* **What you are asked to do**: Please repeat the listing exactly, starting at its first line and stopping after the line that contains "I suggest it's".

* **Material for this task**:
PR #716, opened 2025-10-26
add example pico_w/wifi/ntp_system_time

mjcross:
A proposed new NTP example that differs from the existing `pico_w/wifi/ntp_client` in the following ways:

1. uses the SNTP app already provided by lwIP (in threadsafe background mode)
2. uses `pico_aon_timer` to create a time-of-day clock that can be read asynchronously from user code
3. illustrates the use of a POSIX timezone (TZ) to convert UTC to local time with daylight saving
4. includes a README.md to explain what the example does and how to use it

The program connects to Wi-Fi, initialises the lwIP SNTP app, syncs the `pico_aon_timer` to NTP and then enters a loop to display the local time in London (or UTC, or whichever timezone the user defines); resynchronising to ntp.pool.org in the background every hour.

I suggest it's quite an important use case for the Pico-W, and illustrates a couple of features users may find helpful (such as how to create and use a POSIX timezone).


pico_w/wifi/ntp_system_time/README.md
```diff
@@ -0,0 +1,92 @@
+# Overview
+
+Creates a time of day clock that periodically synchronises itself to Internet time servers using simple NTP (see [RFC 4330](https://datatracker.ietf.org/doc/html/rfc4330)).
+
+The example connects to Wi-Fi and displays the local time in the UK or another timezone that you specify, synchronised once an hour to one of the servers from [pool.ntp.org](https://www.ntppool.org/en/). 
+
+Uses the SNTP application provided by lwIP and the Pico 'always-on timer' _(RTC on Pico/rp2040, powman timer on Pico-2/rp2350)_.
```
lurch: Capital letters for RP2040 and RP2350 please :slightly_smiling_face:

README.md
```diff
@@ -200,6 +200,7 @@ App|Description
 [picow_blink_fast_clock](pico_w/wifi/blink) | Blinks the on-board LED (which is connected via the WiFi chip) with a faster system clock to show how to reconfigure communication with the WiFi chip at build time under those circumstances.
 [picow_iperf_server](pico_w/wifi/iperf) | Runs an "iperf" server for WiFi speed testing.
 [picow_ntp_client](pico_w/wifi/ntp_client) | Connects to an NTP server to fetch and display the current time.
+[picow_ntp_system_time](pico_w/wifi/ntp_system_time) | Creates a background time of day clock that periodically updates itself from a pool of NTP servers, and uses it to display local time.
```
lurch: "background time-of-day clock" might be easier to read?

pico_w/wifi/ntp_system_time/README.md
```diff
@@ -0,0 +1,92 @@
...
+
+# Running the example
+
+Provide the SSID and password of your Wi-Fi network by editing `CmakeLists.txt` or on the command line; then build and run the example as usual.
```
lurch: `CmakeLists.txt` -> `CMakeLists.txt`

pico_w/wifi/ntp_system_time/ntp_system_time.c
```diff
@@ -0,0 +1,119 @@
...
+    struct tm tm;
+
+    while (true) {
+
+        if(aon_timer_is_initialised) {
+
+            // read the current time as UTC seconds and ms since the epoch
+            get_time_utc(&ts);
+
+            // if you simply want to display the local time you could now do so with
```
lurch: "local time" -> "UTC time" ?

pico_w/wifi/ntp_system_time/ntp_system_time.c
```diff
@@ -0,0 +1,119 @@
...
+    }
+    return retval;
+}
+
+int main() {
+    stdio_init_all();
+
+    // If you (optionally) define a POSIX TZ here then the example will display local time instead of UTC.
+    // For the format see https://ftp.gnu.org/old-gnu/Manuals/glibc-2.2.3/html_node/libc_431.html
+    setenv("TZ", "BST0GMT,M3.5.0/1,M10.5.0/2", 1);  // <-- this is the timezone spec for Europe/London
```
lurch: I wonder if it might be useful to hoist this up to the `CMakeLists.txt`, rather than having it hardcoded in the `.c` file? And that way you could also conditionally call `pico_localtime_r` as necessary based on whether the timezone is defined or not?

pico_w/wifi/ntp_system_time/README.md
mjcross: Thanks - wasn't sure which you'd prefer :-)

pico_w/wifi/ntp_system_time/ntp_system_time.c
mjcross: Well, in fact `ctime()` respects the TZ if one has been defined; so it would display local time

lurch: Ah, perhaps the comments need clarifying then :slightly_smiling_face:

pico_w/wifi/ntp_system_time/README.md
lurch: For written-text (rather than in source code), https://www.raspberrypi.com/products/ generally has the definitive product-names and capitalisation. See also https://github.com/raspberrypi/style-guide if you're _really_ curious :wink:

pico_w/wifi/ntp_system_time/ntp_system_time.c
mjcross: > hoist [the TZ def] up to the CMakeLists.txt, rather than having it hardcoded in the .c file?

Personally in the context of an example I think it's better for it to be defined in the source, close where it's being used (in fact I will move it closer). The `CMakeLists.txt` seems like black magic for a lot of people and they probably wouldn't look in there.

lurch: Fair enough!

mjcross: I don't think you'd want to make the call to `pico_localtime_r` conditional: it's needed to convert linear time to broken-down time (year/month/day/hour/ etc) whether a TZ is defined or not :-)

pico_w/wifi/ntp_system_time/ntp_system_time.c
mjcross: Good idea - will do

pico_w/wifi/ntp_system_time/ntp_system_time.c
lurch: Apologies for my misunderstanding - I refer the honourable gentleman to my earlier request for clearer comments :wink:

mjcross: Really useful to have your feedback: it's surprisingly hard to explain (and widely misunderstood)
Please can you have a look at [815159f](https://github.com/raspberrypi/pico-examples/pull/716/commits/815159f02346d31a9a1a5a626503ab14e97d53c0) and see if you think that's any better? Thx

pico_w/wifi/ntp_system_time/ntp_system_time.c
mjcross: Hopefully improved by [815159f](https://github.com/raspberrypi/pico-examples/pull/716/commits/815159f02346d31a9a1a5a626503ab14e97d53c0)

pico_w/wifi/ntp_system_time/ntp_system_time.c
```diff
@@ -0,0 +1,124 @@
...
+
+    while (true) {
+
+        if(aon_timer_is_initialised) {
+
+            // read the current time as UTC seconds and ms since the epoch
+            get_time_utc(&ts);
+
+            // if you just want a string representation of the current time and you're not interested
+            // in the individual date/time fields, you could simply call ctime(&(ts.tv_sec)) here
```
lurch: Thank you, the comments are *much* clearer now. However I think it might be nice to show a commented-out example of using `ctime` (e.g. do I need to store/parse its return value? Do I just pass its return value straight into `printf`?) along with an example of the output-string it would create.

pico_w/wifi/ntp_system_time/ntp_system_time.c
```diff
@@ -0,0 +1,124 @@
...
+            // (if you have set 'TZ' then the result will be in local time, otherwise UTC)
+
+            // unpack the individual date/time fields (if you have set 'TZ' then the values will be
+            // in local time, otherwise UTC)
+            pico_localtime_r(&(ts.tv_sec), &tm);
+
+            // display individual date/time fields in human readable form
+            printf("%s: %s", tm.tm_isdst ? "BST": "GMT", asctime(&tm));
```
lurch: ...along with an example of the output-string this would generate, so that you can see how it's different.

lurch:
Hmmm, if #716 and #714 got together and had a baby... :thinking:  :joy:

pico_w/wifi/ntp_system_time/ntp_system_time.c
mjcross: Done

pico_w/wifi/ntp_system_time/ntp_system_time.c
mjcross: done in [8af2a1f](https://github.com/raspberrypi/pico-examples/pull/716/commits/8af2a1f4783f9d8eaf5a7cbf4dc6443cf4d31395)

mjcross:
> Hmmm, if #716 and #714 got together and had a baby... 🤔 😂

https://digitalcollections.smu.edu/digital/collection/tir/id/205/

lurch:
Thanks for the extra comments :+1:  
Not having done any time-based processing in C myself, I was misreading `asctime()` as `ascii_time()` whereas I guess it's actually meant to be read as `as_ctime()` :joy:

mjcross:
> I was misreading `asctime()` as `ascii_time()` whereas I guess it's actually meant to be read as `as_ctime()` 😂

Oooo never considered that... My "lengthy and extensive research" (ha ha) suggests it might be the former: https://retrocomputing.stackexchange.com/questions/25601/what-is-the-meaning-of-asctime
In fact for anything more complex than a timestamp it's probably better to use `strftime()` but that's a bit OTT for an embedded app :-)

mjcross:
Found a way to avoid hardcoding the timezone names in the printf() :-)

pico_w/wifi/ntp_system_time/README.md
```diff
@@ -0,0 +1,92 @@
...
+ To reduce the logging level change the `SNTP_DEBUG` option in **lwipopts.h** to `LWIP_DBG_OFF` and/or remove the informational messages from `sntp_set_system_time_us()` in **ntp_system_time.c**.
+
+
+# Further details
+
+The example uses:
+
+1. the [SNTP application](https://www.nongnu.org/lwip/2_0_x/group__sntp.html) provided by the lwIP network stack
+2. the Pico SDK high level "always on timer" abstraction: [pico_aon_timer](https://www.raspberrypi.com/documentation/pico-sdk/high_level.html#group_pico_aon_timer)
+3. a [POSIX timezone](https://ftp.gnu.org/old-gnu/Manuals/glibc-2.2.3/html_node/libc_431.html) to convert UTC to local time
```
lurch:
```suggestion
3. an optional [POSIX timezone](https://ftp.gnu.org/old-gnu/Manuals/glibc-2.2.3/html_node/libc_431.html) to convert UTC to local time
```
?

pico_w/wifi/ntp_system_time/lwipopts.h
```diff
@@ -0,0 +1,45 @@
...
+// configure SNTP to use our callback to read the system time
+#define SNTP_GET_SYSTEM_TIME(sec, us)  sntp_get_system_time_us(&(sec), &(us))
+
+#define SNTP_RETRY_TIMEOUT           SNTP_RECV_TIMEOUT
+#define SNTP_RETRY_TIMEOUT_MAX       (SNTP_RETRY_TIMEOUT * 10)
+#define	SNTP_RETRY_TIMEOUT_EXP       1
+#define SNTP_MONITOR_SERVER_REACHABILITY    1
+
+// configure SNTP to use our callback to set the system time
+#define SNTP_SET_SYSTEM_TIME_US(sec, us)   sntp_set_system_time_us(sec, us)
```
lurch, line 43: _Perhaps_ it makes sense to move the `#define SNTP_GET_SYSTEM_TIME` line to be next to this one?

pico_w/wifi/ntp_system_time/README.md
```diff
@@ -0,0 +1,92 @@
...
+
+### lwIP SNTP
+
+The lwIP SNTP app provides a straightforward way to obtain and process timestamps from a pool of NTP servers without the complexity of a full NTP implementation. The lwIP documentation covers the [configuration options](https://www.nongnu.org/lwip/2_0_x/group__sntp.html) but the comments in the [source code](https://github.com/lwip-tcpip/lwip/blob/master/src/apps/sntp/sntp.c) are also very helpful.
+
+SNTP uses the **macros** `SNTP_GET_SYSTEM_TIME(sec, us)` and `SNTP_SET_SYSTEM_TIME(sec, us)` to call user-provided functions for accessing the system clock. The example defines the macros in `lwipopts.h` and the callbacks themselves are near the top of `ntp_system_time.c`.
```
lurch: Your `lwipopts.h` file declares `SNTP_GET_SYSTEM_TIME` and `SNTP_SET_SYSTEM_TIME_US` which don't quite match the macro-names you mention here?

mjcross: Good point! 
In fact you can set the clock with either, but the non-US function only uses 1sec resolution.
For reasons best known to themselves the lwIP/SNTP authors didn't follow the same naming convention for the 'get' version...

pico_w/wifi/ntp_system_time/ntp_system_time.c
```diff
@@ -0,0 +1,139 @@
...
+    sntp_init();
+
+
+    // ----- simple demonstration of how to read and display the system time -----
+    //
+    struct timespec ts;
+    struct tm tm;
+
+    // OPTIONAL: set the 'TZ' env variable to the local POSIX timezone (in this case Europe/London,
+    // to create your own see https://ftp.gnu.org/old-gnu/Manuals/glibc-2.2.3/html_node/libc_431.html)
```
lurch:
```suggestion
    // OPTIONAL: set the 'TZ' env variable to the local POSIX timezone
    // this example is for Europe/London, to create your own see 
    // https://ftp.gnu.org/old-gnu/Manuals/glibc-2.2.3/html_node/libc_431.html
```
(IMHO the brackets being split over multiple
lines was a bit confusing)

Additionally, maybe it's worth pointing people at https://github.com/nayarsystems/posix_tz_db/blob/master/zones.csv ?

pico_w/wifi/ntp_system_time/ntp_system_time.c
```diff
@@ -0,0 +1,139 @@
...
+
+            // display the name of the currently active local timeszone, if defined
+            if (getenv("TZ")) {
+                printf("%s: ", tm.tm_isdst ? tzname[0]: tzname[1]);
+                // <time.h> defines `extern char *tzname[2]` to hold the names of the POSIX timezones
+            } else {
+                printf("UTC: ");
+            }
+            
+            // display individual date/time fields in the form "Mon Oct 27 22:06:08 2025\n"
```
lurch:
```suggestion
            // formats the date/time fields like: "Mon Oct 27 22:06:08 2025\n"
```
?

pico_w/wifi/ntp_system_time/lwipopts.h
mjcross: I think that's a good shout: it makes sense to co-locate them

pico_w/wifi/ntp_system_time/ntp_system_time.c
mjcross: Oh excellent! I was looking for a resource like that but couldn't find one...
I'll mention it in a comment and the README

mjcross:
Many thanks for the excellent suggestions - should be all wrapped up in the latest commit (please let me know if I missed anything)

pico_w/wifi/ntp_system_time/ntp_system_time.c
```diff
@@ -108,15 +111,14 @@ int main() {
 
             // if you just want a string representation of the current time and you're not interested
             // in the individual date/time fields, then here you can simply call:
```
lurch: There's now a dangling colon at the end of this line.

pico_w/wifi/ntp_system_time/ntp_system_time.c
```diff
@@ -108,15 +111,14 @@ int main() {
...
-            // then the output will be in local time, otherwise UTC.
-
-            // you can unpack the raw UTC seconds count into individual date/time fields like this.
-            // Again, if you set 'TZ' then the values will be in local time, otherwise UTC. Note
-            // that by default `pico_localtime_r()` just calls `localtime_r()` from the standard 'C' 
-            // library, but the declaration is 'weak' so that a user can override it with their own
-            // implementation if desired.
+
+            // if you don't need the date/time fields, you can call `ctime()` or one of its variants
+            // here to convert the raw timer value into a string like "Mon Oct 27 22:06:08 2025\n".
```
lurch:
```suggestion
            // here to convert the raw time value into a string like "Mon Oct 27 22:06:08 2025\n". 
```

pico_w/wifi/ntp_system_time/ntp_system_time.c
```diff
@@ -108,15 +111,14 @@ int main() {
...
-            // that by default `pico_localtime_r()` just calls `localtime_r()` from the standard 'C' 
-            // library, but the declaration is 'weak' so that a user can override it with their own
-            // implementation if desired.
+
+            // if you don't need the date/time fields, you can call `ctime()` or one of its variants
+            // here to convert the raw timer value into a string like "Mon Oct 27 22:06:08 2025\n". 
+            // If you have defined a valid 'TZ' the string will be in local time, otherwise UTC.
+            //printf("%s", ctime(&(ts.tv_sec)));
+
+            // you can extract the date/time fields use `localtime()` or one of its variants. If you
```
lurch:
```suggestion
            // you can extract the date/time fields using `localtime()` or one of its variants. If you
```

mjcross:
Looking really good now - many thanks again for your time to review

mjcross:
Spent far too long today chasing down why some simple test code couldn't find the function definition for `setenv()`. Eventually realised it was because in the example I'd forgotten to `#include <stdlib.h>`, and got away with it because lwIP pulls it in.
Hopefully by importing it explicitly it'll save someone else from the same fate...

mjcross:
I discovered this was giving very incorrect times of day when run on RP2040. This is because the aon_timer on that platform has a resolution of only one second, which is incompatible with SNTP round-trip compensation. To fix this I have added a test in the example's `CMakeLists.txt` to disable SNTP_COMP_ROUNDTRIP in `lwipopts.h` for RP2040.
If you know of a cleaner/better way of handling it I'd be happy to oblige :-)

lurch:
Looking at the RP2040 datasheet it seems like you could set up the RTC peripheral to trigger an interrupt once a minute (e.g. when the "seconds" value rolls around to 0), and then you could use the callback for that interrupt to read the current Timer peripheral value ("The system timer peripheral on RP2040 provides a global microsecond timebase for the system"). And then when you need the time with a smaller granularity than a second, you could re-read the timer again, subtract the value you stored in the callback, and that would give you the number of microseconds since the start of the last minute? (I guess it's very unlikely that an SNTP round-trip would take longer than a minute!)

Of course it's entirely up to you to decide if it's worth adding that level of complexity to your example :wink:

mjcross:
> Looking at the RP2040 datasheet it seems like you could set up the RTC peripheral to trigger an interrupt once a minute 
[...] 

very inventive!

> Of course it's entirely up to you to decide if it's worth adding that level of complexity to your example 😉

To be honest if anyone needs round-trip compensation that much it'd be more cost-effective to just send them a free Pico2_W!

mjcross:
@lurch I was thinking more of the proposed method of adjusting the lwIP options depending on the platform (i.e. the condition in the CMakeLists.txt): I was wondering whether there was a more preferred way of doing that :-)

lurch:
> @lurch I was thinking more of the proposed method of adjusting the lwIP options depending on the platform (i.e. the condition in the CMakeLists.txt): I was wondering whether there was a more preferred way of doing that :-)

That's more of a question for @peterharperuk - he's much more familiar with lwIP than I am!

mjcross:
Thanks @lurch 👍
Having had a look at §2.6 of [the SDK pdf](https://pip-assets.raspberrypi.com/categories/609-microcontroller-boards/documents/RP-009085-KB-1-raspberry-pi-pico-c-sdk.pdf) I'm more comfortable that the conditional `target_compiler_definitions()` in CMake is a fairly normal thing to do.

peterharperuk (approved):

* **Answer box**:
PR #716, opened 2025-10-26
add example pico_w/wifi/ntp_system_time

mjcross:
A proposed new NTP example that differs from the existing `pico_w/wifi/ntp_client` in the following ways:

1. uses the SNTP app already provided by lwIP (in threadsafe background mode)
2. uses `pico_aon_timer` to create a time-of-day clock that can be read asynchronously from user code
3. illustrates the use of a POSIX timezone (TZ) to convert UTC to local time with daylight saving
4. includes a README.md to explain what the example does and how to use it

The program connects to Wi-Fi, initialises the lwIP SNTP app, syncs the `pico_aon_timer` to NTP and then enters a loop to display the local time in London (or UTC, or whichever timezone the user defines); resynchronising to ntp.pool.org in the background every hour.

I suggest it's quite an important use case for the Pico-W, and illustrates a couple of features users may find helpful (such as how to create and use a POSIX timezone).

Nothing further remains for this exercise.